*Required action*. Locate each line below that includes "through" and reproduce it.

Items from a dataset
- - -

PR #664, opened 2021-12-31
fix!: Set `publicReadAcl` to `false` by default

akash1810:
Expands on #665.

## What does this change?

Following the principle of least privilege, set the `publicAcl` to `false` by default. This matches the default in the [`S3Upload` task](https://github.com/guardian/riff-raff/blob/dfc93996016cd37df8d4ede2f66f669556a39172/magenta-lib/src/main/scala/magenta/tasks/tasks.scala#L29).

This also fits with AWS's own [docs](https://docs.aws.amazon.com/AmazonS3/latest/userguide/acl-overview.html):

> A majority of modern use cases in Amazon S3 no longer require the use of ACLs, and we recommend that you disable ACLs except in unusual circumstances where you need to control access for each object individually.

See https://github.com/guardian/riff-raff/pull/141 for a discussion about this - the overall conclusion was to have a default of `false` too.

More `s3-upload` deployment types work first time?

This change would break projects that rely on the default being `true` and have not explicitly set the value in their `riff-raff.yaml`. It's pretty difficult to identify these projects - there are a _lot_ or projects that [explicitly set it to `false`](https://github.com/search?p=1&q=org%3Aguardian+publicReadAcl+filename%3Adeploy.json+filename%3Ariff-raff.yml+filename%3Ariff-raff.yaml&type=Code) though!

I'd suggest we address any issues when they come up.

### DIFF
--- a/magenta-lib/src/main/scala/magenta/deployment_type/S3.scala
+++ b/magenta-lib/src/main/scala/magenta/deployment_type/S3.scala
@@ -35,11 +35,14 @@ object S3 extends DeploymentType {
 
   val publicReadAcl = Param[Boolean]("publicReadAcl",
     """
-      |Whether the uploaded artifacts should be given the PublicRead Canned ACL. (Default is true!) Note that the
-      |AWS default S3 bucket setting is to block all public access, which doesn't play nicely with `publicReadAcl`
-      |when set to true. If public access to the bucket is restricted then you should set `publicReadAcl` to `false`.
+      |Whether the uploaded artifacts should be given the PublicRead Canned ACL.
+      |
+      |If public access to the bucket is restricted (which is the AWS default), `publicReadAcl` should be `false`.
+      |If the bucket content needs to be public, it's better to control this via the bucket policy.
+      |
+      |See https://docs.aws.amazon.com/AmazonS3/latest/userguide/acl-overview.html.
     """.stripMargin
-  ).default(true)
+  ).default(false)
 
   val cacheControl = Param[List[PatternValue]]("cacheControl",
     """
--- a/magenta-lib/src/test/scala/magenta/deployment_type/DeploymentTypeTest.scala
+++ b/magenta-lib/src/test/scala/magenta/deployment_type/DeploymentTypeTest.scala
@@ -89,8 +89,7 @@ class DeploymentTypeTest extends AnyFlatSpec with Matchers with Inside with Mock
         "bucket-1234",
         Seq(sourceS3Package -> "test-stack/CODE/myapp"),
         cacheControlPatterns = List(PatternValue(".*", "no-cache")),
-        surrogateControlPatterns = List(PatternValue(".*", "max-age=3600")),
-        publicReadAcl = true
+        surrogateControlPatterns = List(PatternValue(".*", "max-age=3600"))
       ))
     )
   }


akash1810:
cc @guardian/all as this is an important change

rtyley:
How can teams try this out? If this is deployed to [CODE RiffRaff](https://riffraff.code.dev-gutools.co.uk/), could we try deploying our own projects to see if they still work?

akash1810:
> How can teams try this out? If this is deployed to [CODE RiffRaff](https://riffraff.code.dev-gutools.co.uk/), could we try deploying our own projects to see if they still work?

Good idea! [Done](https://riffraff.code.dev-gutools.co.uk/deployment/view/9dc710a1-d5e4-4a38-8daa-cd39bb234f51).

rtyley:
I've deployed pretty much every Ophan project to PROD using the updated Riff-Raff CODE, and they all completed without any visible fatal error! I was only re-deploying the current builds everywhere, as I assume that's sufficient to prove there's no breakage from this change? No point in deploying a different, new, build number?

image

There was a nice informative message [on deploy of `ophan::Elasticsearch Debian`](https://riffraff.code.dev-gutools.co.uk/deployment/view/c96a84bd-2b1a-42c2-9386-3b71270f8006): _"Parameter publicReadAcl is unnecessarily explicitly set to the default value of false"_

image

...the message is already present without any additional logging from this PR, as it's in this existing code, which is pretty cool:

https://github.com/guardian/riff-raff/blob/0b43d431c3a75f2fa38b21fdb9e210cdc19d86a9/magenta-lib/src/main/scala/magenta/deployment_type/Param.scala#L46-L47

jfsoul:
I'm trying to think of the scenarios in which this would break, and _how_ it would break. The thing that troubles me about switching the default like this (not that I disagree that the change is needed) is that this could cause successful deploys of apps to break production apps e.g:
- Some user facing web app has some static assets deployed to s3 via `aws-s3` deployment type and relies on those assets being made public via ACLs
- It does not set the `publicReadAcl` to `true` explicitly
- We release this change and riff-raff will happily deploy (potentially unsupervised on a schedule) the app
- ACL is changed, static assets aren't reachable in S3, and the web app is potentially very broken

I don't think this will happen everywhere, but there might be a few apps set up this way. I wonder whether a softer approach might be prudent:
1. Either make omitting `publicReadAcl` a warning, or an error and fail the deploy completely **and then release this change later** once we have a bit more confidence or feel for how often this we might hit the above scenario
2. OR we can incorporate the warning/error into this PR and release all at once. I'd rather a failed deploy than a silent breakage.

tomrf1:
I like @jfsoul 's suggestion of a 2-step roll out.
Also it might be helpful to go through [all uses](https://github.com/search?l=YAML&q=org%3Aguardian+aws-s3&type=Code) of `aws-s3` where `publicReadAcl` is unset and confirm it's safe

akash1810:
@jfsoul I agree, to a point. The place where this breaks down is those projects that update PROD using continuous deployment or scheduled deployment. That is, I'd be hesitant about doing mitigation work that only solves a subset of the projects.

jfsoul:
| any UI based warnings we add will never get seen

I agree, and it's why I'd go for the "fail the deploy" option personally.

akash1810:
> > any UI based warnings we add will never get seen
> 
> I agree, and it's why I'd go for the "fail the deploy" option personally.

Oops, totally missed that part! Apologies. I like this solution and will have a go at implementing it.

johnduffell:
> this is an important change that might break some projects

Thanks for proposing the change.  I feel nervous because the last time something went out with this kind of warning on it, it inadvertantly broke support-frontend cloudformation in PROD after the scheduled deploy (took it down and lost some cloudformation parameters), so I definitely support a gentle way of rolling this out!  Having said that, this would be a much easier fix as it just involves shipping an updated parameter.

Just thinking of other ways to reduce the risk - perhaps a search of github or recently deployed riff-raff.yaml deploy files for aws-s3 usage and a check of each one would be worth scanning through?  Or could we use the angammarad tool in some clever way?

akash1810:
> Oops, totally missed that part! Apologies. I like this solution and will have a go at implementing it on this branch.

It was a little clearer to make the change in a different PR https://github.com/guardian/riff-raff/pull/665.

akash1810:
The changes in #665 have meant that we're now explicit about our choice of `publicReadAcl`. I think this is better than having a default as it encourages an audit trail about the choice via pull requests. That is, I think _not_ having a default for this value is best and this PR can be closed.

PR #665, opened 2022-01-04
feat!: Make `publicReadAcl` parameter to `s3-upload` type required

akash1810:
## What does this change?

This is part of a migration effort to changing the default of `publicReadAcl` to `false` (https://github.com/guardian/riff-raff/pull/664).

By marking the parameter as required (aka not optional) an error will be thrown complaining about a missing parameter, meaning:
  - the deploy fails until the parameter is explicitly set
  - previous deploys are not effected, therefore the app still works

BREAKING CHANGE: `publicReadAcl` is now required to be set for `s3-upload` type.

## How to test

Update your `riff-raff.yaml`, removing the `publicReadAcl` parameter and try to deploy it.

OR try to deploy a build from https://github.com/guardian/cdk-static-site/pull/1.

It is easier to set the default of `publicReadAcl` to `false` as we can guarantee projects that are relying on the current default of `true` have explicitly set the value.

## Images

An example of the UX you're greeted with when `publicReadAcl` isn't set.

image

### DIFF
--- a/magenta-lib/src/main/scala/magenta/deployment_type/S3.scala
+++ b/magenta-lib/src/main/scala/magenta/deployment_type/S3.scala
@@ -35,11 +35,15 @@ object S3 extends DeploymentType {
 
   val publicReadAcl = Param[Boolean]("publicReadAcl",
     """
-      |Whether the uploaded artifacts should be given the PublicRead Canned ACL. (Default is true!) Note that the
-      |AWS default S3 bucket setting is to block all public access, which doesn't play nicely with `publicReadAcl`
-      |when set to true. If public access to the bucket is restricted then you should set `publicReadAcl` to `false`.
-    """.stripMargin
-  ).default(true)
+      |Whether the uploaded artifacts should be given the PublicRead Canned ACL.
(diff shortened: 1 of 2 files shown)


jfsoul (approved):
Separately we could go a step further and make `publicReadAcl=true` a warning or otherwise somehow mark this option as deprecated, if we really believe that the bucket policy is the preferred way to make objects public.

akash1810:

- - -

*Answer section*.
Also it might be helpful to go through [all uses](https://github.com/search?l=YAML&q=org%3Aguardian+aws-s3&type=Code) of `aws-s3` where `publicReadAcl` is unset and confirm it's safe
Just thinking of other ways to reduce the risk - perhaps a search of github or recently deployed riff-raff.yaml deploy files for aws-s3 usage and a check of each one would be worth scanning through?  Or could we use the angammarad tool in some clever way?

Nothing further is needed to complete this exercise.